◆ **Exercise prompt**: Report each line of the entries below that has the word "mind" in it.

◆ **Data extracts**:

PR #111, opened 2024-07-26
Add blank_to_null, empty_to_null, and trim_to_null built-ins

chrisrueger:
- New built-in for Strings `?is_blank`
- `?is_blank` returns `true` if string is `null`, `empty` or contains only whitespaces
- See testcases
- it is similar to `somestring?trim?length == 0` (or the like), but shorter and avoids a new String object as `?trim` would produce

## Why?

It is a typical check we do and it would be nice to have this in FM - if there are no objections against it. 
I was thinking about adding `?is_empty` too (as an shorter alternative to `somestring?length == 0`) but wanted to confirm first. Let me know if that should be added too.


ddekany:
I think the better approach is to introduce a built-in or operator that normalizes blank strings to `null`. After that, all the long existing missing value operators are applicable (see: https://freemarker.apache.org/docs/dgui_template_exp.html#dgui_template_exp_missing) . Also, that targets the root of the problem, which is that you really just want either a `null`, or a non-blank `String`, but because of some technical mess in a layer out of your control, both variants can come.

As of `s?is_empty`, check `s?has_content`. Maybe there's an overlap. (Also according the above, the question can be if you want to normalize a `"  "` to `null`, or only a 0-length string.)

As of `s?trim?length == 0`, note that if `s` is `null`, that's actually an error, so that wouldn't even work. That's just one more reason for a dedicated solution of course.

chrisrueger:
> normalizes blank strings to `null`. After that, all the long existing missing value operators are applicable

Are you referring to this, that 

`${nonExisting?is_blank}` 

errors in 

`The following has evaluated to null or missing: ==> nonExisting [in template "name" at line 1, column 3] ---- FTL stack trace ("~" means nesting-related): - Failed at: ${nonExisting?is_blank}`

That is indeed something I haven't considered in my PR. 

`${nonExisting!?is_blank}`  works because of the `!`

But could you elaborate a bit more on what you have in mind? An example maybe? 

> As of `s?is_empty`, check `s?has_content`. Maybe there's an overlap.

Ah you are right. I have forgotten about `?has_content`.

As I am writing this:
I noticed that `?has_content` handles `null` already and does not fail.
e.g. `${nonExisting?hasContent?c}` prints `false`.

Should I maybe implement `?is_blank` similar to `?has_content` ?
Or are you generally against `?is_blank`?

ddekany:
What I'm saying is that the standard way of checking if `s` is `null` is `s??`, and the standard way of giving a default if `s` is `null` like `s!'my default'`. However alien they look, too late, you have to get used to them if you use FreeMarker.

And also, sometimes you want to treat a blank `s` as if it was `null`, because really it should be `null`, but the data source you receive it from doesn't normalize it. So if there was a `?blank_to_null` that normalizes blank to `null`, then this unwanted difference can be removed. And after that, `s?blank_to_null??` and `s?blank_to_null!'my default'` will just work. Only it's a bit too verbose. Back then I considered if there should be an operator to do this (like `s~`, where `~` is the operator), but that's yet another alien symbol, plus, there's the variant where you only want to normalize 0-length strings to `null`.

chrisrueger:
Thanks for your remarks. Just to add , since I have not written it explicitly: Basically I was only looking for the equivalent of Apache Commons [StringUtils.isBlank(...)](https://github.com/apache/commons-lang/blob/master/src/main/java/org/apache/commons/lang3/StringUtils.java#L3623)  but as a FM built-in. Just because it is a check people often need. 

We already know `??` and `!` and use it. Usually our templates are full of `!` (maybe not always the most elegant, but easier for most our users to ignore null and just have it an empty string) 

`someString!?is_blank` appeared to be a bit more descriptive (given the meaning of "blank" vs. "empty" is known to the template author). So somebody came to me asking if there is a `?is_blank` built-in. 
I said, no, but we could create our own `${isBlank(string)}` TemplateMethodeModel function - but a built-in seemed nicer - subjective for sure.  Just how it came to this PR .

 



> And also, sometimes you want to treat a blank `s` as if it was `null`, because really it should be `null`, but the data source you receive it from doesn't normalize it.

True, but that was not my intention with "is_blank". 

This sounds like Apache [StringUtils.trimToNull(...)](https://github.com/apache/commons-lang/blob/master/src/main/java/org/apache/commons/lang3/StringUtils.java#L9124) 

We sometimes get data (from who knows where) and we need to ask the question **in the template** "does this field contain only spaces"? 

we usually do:

`<#if firstName!?trim != "">do something</#if>`

or

`<#if firstName?? && firstName?trim != "">
do some larger stuff like creating an XML-fragment...
</#if>`

We thought that 

`<#if firstName!?is_blank>do something</#if>` is more descriptive. 

Anyway I can try adding also `?blank_to_null` if you think this should also be there. 

Sorry maybe I just thought too simplistic :)

ddekany:
My reservation is that while `s!?is_blank` is a neat trick, it only solves 1 uses cases out of the 2:

- Use-case 1: `<#if s is null or blank>`, but also, often we need the opposite, `<#if s is not null, nor blank>`
  - With `?is_blank`: `<#if s!?is_blank>`, and the opposite is `<#if !s!?is_blank>`
  - With `?blank_to_null`: `<#if !s?blank_to_null??>`, and the opposite is `<#if s?blank_to_null??>`
  - With `~` operator: `<#if !s~??>`, and the opposite is `<#if s~??>`
- Use-case 2: `get the value of s, but if it's null or blank, then evaluate to default value 'D'`
  - With `?is_blank`: It's doesn't solve the use case (or is way too verbose).
  - With `?blank_to_null`: `s?blank_to_null!'D'`
  - With `~` operator: `s~!'D'`

Admittedly in use-case 1 `?is_blank` tells more directly what it wants, but OTOH `?blank_to_null` reduces the problem to the missing value handling problem, and so will work with other existing missing value handling mechanism as well, like macro argument defaults, passing `null` to Java methods, or anything else that will be added in the future.

chrisrueger:
Ok I think I understand now. So you would prefer `?blank_to_null` over `?is_blank`, correct?

The only thing which comes to my mind is how it would play with the existing [?trim](https://freemarker.apache.org/docs/ref_builtins_string.html#ref_builtin_trim) ?

Should there also be a `?trim_to_null` and `?blank_to_null` ?

- `?blank_to_null` returns null if the string is null, empty or just whitespace. Otherwise it returns the string as is. (un-trimmed)
- `?trim_to_null` returns null if the string is null, empty or just whitespace. Otherwise it returns the string trimmed.

What do you think?

chrisrueger:
@ddekany implemented `?blank_to_null` as discussed above.  Not sure if the use of `EvalUtil.coerceModelToStringOrUnsupportedMarkup` is appropriate here or not. Let me know.

ddekany:
Yes, and then there's also `?empty_to_null`. At least I think we should have these 3. I guess then `?is_blank` is not really needed (though is still meaningful, if it does NOT tolerate `null`).

`coerceModelToStringOrUnsupportedMarkup`: It's called by `freemarker.core.BuiltInForString#getTargetString`, so to be consistent with all the other `BuiltInForString`-s, we should keep that as is.

chrisrueger:
@ddekany thanks. I added [?trim_to_null and ?empty_to_null](https://github.com/apache/freemarker/pull/111/commits/27f33c83a3bc1172fb5ddfbce9eb32b2f895831f) so we now have all 3:
- `?blank_to_null`
- `?trim_to_null`
- `?empty_to_null`

All work with `null` and `non-null`.

chrisrueger:
@ddekany added sections to the manual. I think this is ready for review from my side. Let me know, what you would like to change.

ddekany:
See post-merge follow up commit: https://github.com/apache/freemarker/commit/943c9b6030dd1e8e70db6a12a9c1a95b46e31e86

PR #615, opened 2018-11-13
Support multiple errors in form fields

benthorner:
https://trello.com/c/4iKDzhBY/417-separate-saving-a-change-from-the-creation-of-a-preview

Currently we support an 'error_message' on a form field, but sometimes a
field can have multiple errors. This adds an alternative 'error_items'
option to the input, textarea, radio and file upload components to
support multiple errors as items of the error summary component.

---

Component guide for this PR:

### DIFF
--- a/CHANGELOG.md
+++ b/CHANGELOG.md
@@ -9,6 +9,7 @@
 
 ## Unreleased
 
+* Add 'error_items' option for input, radio, textarea and file upload components (PR #615)
 * Update layout header to allow a full width option (PR #616)
 
 ## 12.7.1
--- a/app/views/govuk_publishing_components/components/_error_summary.html.erb
+++ b/app/views/govuk_publishing_components/components/_error_summary.html.erb
@@ -1,4 +1,5 @@
 <%
+  id ||= "error-summary-#{SecureRandom.hex(4)}"
   title ||= false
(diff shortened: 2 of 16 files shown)


.gitignore
```diff
@@ -6,6 +6,7 @@ spec/dummy/tmp/
 spec/dummy/public/assets/
 doc
 .yardoc
+yarn.lock
```
DilwoarH: do we want to ignore this file?
ref: https://github.com/yarnpkg/yarn/issues/1583

nickcolley: Our applications use the official npm client, so if you're using yarn as a developer it doesnt make sense for this to be commited

DilwoarH:
Hey @benthorner  - everything looks fine in terms of code, however, I believe the version bump usually happens in a separate PR. (https://github.com/alphagov/govuk_publishing_components/pull/614/files). I'm not sure if this is a requirement or just something that has become a convention.

benthorner:
@DilwoarH this is what I thought originally, but I've seen it done recently. Unless someone's really keen on it, can we let this one through and I'll remember to do it separately next time (and in general).

benthorner:
@DilwoarH I learnt my lesson with the version :-). How does it look now?

PR #628, opened 2018-11-20
Update back link and panel components

MuriloDalRi:
We need to display custom text on the back link component and this
changes that to allow text to be injected.
The panel component should not render a div for the description if there
isn't one, this fixes that.

---

Component guide for this PR:
https://govuk-publishing-compon-pr-628.herokuapp.com/component-guide/

### DIFF
--- a/app/views/govuk_publishing_components/components/_back_link.html.erb
+++ b/app/views/govuk_publishing_components/components/_back_link.html.erb
@@ -1,4 +1,7 @@
-<%= link_to t('components.back_link.back'),
+<%
+  text ||= t('components.back_link.back')
+%>
+<%= link_to text,
   href,
   class: %w(
     gem-c-back-link
--- a/app/views/govuk_publishing_components/components/_panel.html.erb
+++ b/app/views/govuk_publishing_components/components/_panel.html.erb
@@ -5,9 +5,9 @@
   <h2 class="govuk-panel__title">
     <%= title %>
   </h2>
-  <div class="govuk-panel__body">
-    <% if description %>
-      <%= description %>
-    <% end %>
-  </div>
+  <% if description %>
+    <div class="govuk-panel__body">
+      <%= description %> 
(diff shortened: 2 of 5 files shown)


app/views/govuk_publishing_components/components/_back_link.html.erb
```diff
@@ -1,4 +1,7 @@
-<%= link_to t('components.back_link.back'),
+<%
+  text ||= t('components.back_link.back')
+%>
+<%= link_to text,
```
kevindew: This looks good - but it'd be worth having this as an example for the component page on https://govuk-publishing-compon-pr-628.herokuapp.com/component-guide/back_link

Here's an example of a component with different examples: https://govuk-publishing-compon-pr-628.herokuapp.com/component-guide/breadcrumbs

app/views/govuk_publishing_components/components/_panel.html.erb
```diff
@@ -5,9 +5,9 @@
...
-  <div class="govuk-panel__body">
-    <% if description %>
-      <%= description %>
-    <% end %>
-  </div>
+  <% if description %>
+    <div class="govuk-panel__body">
+      <%= description %> 
+    </div>
+  <% end %>
```
kevindew: This would also be useful to have an example.

app/views/govuk_publishing_components/components/_back_link.html.erb
MuriloDalRi: I've added an example 👍

app/views/govuk_publishing_components/components/_panel.html.erb
MuriloDalRi: Also added an example here 🌮 🎉 👍

MuriloDalRi:
@kevindew I've added examples and tidied up the commits a little bit

PR #634, opened 2018-11-21
Bundle Update

kevindew:
This updates the gems and fixes the linting issues. 

This was part of https://github.com/alphagov/govuk_publishing_components/pull/633 but I've separated it out as it got a bit big with the linting fixes required.


lib/govuk_publishing_components/presenters/taxonomy_list_helper.rb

◆ **Exercise solution**:
But could you elaborate a bit more on what you have in mind? An example maybe? 
The only thing which comes to my mind is how it would play with the existing [?trim](https://freemarker.apache.org/docs/ref_builtins_string.html#ref_builtin_trim) ?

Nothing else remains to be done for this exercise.